### WORK ORDER
Your answer should consist of each line below that includes the word "xargs".

BEGIN DATA FOR THIS TASK

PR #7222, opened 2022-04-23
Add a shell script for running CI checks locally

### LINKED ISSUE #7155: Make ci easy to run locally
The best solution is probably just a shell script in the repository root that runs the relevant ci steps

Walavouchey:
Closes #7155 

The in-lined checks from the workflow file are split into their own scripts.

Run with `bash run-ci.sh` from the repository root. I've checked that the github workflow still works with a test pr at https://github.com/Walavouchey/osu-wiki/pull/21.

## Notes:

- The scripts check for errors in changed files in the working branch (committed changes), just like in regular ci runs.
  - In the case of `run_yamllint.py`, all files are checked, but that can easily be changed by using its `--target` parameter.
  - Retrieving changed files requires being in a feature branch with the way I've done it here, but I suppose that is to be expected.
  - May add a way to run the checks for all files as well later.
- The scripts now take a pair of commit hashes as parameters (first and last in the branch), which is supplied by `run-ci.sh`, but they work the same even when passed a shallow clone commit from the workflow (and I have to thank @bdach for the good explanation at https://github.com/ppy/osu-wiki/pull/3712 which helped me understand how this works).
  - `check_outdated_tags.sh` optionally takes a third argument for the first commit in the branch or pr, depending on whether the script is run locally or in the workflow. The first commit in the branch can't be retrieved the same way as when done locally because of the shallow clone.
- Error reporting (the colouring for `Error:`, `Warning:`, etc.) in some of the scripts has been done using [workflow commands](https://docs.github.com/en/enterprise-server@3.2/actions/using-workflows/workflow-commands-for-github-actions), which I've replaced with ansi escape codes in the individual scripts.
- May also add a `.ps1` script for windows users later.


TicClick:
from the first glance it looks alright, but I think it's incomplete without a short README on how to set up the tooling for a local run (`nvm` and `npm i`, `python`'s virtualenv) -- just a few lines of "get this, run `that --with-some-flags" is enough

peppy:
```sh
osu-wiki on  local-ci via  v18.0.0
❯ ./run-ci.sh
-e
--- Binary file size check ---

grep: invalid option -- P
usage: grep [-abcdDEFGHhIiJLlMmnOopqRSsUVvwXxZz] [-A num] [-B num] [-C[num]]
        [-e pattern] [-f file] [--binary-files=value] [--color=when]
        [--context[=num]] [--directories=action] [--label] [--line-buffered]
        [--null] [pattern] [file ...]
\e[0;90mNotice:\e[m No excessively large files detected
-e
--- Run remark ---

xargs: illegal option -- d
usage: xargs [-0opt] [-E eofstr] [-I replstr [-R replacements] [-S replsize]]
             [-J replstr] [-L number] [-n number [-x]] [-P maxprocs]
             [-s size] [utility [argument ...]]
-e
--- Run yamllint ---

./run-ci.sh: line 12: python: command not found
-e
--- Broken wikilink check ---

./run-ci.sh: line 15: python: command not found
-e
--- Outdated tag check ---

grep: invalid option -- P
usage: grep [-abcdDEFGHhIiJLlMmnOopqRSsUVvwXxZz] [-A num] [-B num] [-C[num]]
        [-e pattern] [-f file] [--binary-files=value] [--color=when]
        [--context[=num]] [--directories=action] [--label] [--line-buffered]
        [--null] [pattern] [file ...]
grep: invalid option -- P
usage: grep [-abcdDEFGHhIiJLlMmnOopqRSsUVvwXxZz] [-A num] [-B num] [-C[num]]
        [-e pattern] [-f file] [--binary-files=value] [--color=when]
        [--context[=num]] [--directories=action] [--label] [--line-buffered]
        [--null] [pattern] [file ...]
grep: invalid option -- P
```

END DATA FOR THIS TASK
BEGIN DATA FOR THIS TASK

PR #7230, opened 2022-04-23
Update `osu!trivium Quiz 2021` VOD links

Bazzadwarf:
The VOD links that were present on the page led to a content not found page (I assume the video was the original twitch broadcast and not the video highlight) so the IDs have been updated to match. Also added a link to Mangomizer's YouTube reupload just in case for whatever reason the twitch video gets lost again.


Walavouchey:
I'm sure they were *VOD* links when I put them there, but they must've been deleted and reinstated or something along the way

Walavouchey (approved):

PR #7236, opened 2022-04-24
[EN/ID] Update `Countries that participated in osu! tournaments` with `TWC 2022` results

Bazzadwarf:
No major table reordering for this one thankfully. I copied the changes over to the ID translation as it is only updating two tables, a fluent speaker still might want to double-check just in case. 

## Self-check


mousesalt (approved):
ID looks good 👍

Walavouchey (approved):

END DATA FOR THIS TASK
BEGIN DATA FOR THIS TASK

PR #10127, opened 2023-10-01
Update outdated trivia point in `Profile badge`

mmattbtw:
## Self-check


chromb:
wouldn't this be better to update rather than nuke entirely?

END DATA FOR THIS TASK

### OUTPUT BELOW
xargs: illegal option -- d
usage: xargs [-0opt] [-E eofstr] [-I replstr [-R replacements] [-S replsize]]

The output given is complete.